Skidmark Joe (not verified) -- 03.07.2007

Cool story struttinghip. It wouldn't put me off if my date was oozing loose runny shit out of her arsehole. Actually, yeah it would :-)

Toots N. McCrack (160) -- 03.08.2007

Bilgepump, are you talkin to me on that last comment, or Sruttinghip? Couldn't tell if that "toots" was for me or just a term of endearment for the author? I actually DO have a "moral compass" but it's pretty wonky due to the lack of use lately!

Either way, I'm glad this thread has got you talking, struttinghip (and thanks for the info on the origin of the name! This is what I was saying-- we didn't know you at all, and now it's all falling into place). You seem like a lot of fun. Keep posting!


_______
'Hey that sounds pretty nasty, how about a courtesy flush over there?' (AP1)

Turdle Dove (84) -- 03.08.2007

I thought the story was hilarious, especially since I currently live in Westchester Country and even the oxygen around here owns a little place in the Hamptons.

And this story sounds like a scene from an outrageous-yet-touching romantic comedy. I think her date was Ben Stiller. Or was it Will Ferrell?
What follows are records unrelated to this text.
PR #562, opened 2023-09-12
Add support for initializing Max Payload Size during PCIe enumeration

cfernald:
## Description

PCIe's Max Payload Size controls the maximum packet size that can be handled by a given device. The device's maximum supported MPS is provided by the PCIe Device Capabilities Register, and the current MPS is programmed in the Control Register. For a given Root Port, the MPS should be the same value for all devices and bridges under that Root Port. When the new PCD `PcdPcieInitializeMps` is set to TRUE, the supported MPS will be collected as part of PCI device creation and after all devices are enumerated under the Root Port, all devices and bridges will have their MPS set to the optimum value. 

This allows platforms to ensure that the optimum MPS is set across the PCI tree before PCI devices are started. This can significantly improve performance for PCI devices such as NVMe.

- [x] Impacts functionality?
- [ ] Impacts security?
- [ ] Breaking change?
- [ ] Includes tests?
- [ ] Includes documentation?

## How This Was Tested

Tested on virtual and physical platforms, OS boot tested.

## Integration Instructions

N/A

 Co-authored-by: abrahamg <abrahamg@microsoft.com>


MdeModulePkg/Bus/Pci/PciBusDxe/PciLib.c
```diff
@@ -1802,6 +1802,18 @@ PciHostBridgeEnumerator (
       return Status;
     }
 
+    // MU_CHANGE BEGIN: Add support for initializing PCIe MPS
+    if (PcdGetBool (PcdPcieInitializeMps) && gFullEnumeration) {
+      UINT8  MaxPayloadSize;
+      Status =  PciGetMaxPayloadSize (RootBridgeDev, &MaxPayloadSize);
+      if (!EFI_ERROR (Status)) {
+        Status =  PciProgramMps (RootBridgeDev, MaxPayloadSize);
+        ASSERT (!EFI_ERROR (Status));
```
apop5: Can this be turned into a error message and allow boot to continue?

MdeModulePkg/Bus/Pci/PciBusDxe/PciEnumeratorSupport.c
```diff
@@ -207,6 +207,155 @@ PciPciDeviceInfoCollector (
...
+
+      Status = PciIoDevice->PciIo.Pci.Write (
+                                        &PciIoDevice->PciIo,
+                                        EfiPciIoWidthUint16,
+                                        PciIoDevice->PciExpressCapabilityOffset + EFI_PCIE_CAPABILITY_DEVICE_CONTROL,
+                                        1,
+                                        &DeviceControl.Uint16
+                                        );
+      if (EFI_ERROR (Status)) {
+        return Status;
```
apop5: Let's say that a root bridge has another bridge behind it, and beyond that bridge, there are two devices. One device fails to program max payload (I don't see how that would happen because most pci devices just discard writes to read only registers, but for the sake of this scenario, let's say it does). We would leave one additional device that would not have the correct payload size.  Maybe we should output a debug message and continue going through the child devices?

An an ascii example the confusing paragraph above:
Rp0 - Bridge0 - device 1
              - device 2 <- write error
              - device 3 <- skipped by return

apop5 (approved):

MdeModulePkg/Bus/Pci/PciBusDxe/PciEnumeratorSupport.c
cfernald: Yeah, I considered the failure scenarios for a bit, but I'm not sure the full implications of this in practice. I'm going to talk to the OS folks a bit on this. The alternative would be to re-set all values down to the baseline 0 value.

cfernald: Looking into it more, this should only happen if the device's information is bad or we are in the critical failure path anyways. I will log an error and continue on  the other devices.

MdeModulePkg/Bus/Pci/PciBusDxe/PciEnumeratorSupport.c
```diff
@@ -207,6 +207,161 @@ PciPciDeviceInfoCollector (
...
+        __FUNCTION__,
+        PciIoDevice->BusNumber,
+        PciIoDevice->DeviceNumber,
+        PciIoDevice->FunctionNumber,
+        Status
+        ));
+    } else if (DeviceControl.Bits.MaxPayloadSize != MaxPayloadSize) {
+      DeviceControl.Bits.MaxPayloadSize = MaxPayloadSize;
+      DEBUG ((
+        DEBUG_INFO,
```
os-d: nit: Probably can be verbose?

os-d (approved):

PR #581, opened 2023-09-29
Add FlatPageTableLib

TaylorBeebe:
## Description

Creates a new library, FlatPageTableLib, which works on X64 and AARCH64 platforms and converts the page table to a "flat" version. The flat version is a one-dimensional array where each entry is an address, a length, and attributes. The library will walk the page/translation table and combine blocks/leaves with the same attributes into a single entry in the flat array. The attributes mask for each architecture is defined in the header and includes both the upper and lower block/leaf attributes. On both X64 and AARCH64, the hierarchical inheritance of attributes is factored into the determination of block/leaf attributes. This allows the consumer of the library to easily check the attributes of any region in the page/translation table.

A future update will add "map" functionality which will allow the user to manipulate the attributes of the page/translation table with correct hierarchical updates. That functionality will require allocation to work because spitting blocks larger than 4K will require additional table memory.

- [x] Impacts functionality?
- [ ] Impacts security?
    flow, or firmware?
    validation improvement, ...
- [ ] Breaking change?
    in build or boot behavior?
- [ ] Includes tests?
- [ ] Includes documentation?

## How This Was Tested

Tested by running the paging audit on SBSA and Q35 and by comparing the output against the Memory Attribute Protocol

## Integration Instructions

N/A

### DIFF
--- a/MdeModulePkg/Include/Library/FlatPageTableLib.h
+++ b/MdeModulePkg/Include/Library/FlatPageTableLib.h
@@ -27,6 +27,53 @@ typedef struct {
 #define AARCH64_PAGE_MAP_SIGNATURE  SIGNATURE_32 ('A','A','6','4')
 #define X64_PAGE_MAP_SIGNATURE      SIGNATURE_32 ('X','6','4',' ')
 
+// This union can be used to interpret each PAGE_MAP_ENTRY on an AARCH64 system.
+typedef union {
+  struct {
+    UINT64    Valid                      : 1;  // BIT0
+    UINT64    BlockOrTable               : 1;  // BIT1
+    UINT64    AttributeIndex             : 3;  // BIT2-4
+    UINT64    NonSecure                  : 1;  // BIT5
+    UINT64    AccessPermissions          : 2;  // BIT6-7
+    UINT64    Sharability                : 2;  // BIT8-9
+    UINT64    AccessFlag                 : 1;  // BIT10
+    UINT64    NonGlobal                  : 1;  // BIT11
+    UINT64    Oa                         : 4;  // BIT12-15
+    UINT64    Nt                         : 1;  // BIT16
+    UINT64    OutputAddress              : 33; // BIT17-49
+    UINT64    Guarded                    : 1;  // BIT50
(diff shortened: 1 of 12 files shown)


MdeModulePkg/Library/FlatPageTableLib/X64/FlatPageTableX64.c
```diff
@@ -0,0 +1,108 @@
...
+    return EFI_INVALID_PARAMETER;
+  }
+
+  Map->ArchSignature = X64_PAGE_MAP_SIGNATURE;
+
+  // Poll CR4 to deterimine the page table depth
+  Cr4.UintN = AsmReadCr4 ();
+
+  if (Cr4.Bits.LA57 != 0) {
+    PagingMode = Paging5Level;
```
VivianNK, line 51: Where do these Paging5/4Level values come from?

MdeModulePkg/Include/Library/FlatPageTableLib.h
```diff
@@ -0,0 +1,166 @@
+/** @file
```
VivianNK, line 1: nit: Honestly not sure if we follow this but for the comment documentation tags @file, they should be followed by the filename.
e.g.
@file FlatPageTableLib.h

Or do we use a different system?

MdeModulePkg/Library/FlatPageTableLib/X64/FlatPageTableX64.c
TaylorBeebe: The definitions come from CpuPageTableLib

MdeModulePkg/Include/Library/FlatPageTableLib.h
TaylorBeebe: In EDK2 headers, I only see @file. In some Project Mu headers, I see @file <filename>. I'll have to check if the EDK2 code format guidelines weigh in on this :)

TaylorBeebe:
Moved to mu_plus: https://github.com/microsoft/mu_plus/pull/322

PR #582, opened 2023-09-29
Add a Panic Library to MdePkg

kenlautner:
## Description

Added a panic library to MdePkg.  This provides an API to use for when an unrecoverable error is hit during boot.  It will print a message to the debug console and have the system deadloop indefinitely.

It can be used by including the BasePanicLib implementation in your module or library and calling `PANIC`.  You can input your own custom message to indicate what's triggering the `PANIC`.  

- [x] Impacts functionality?
- [ ] Impacts security?
    flow, or firmware?
    validation improvement, ...
- [ ] Breaking change?
    in build or boot behavior?
- [ ] Includes tests?
- [ ] Includes documentation?

## How This Was Tested

Tested on Intel physical devices.  Confirmed that when a `PANIC` is hit we get the expected message and we halt boot.

## Integration Instructions

Include the panic library in your platform dsc.


MdePkg/Include/Library/PanicLib.h
```diff
@@ -0,0 +1,78 @@
...
+  of size reduction when compiler optimization is disabled. If MDEPKG_NDEBUG is
+  defined, then panic related macros wrapped by it are the NULL implementations.
+
+Copyright (c) 2023, Microsoft Corporation. All rights reserved.<BR>
+SPDX-License-Identifier: BSD-2-Clause-Patent
+
+**/
+
+#ifndef __PANIC_LIB_H__
+#define __PANIC_LIB_H__
```
os-d:
```suggestion
#ifndef PANIC_LIB_H_
#define PANIC_LIB_H_

```

nit: This seems to be the more canonical style.

MdePkg/Include/Library/PanicLib.h
```diff
@@ -0,0 +1,78 @@
...
+/**
+  Macro that calls PanicReport().
+
+  If MDEPKG_NDEBUG is not defined PanicReport() is called passing
+  in the source filename, source line number, and Message.
+
+  @param  Expression  A format string
+
+**/
+#if !defined (MDEPKG_NDEBUG)
```
os-d: I guess this is a question on the panic library, whether it is for debug only scenarios or it is used to say, this is too dangerous to continue operation, even in a release build. If it is tied to NDEBUG, it seems to have less value over an ASSERT (if you want an ASSERT and then a deadloop, that is already an option).

If you wanted null panics, then presumably you would use the BasePanicLibNull, which sure you would have calls into and include the code, but I thought that was the value of panic and if it is tied to NDEBUG the platform maintainer would have to choose between keeping panics and also keeping all the other debug code controlled by NDEBUG, or not having panics.

MdePkg/Library/BasePanicLib/BasePanicLib.inf
```diff
@@ -0,0 +1,35 @@
+## @file
+#  Panic Library.
+#
+#  Copyright (c) 2023, Microsoft Corporation. All rights reserved.<BR>
+#
+#  SPDX-License-Identifier: BSD-2-Clause-Patent
+#
+#
```
os-d: nit: delete extra line

MdePkg/Library/BasePanicLib/BasePanicLib.inf
```diff
@@ -0,0 +1,35 @@
...
+  BASE_NAME                      = BasePanicLib
+  MODULE_UNI_FILE                = BasePanicLib.uni
+  FILE_GUID                      = DF456972-AF4A-4F3A-B33C-DD31368BF490
+  MODULE_TYPE                    = BASE
+  VERSION_STRING                 = 1.0
+  LIBRARY_CLASS                  = PanicLib
+
+
+#
+#  VALID_ARCHITECTURES           = IA32 X64 EBC
```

thefinalpolish (12) -- 03.09.2007

I liked your story very much - I work in midtown - We should have a girlie piss up one night and exchange tales...

healthy 1 (1421) -- 03.10.2007

Not a bad first story. Though it could a little more, it shows potential.

I can't believe that they nail the vanity shut, that is bad. Worse still, someone should have replaced the toilet paper, or at least left a tissue box until the TP roll was replaced.
_______
"Thunder in March betokens a fruitfull year" .Or is it "Thunder in March, frost in June"?

MousePoo (149) -- 07.11.2007

Chocolate mousse will never seem the same..

ZoeBird (2) -- 09.14.2007

No, please, tell us more about your life. I am so terribly pre-occupied with what you ordered for dinner, what you're wearing, the name of the place you're at...

Hamster (579) -- 09.14.2007

Enjoyed this one struttinghip - I can't help feeling that you did have some good fortune - that you were actually sitting ON THE POT when this terrible event took place!! Suppose you had been hundreds of yards away!!! Anyway, have you had no more adventures since!!??

Anonymous Coward (not verified) -- 02.20.2008

Did few here actually R-E-A-D the story. She's implying her DATE was a name dropping, pretentious tool, who (notice) she didn't date again! The author, on the other hand, is a down-to-earth, unashamed of her diarrhea, well written, UNpretentios, long-suffering, POOP-REPORTER!!! Keep reporting your tales (and reports from YOUR tail) from New York!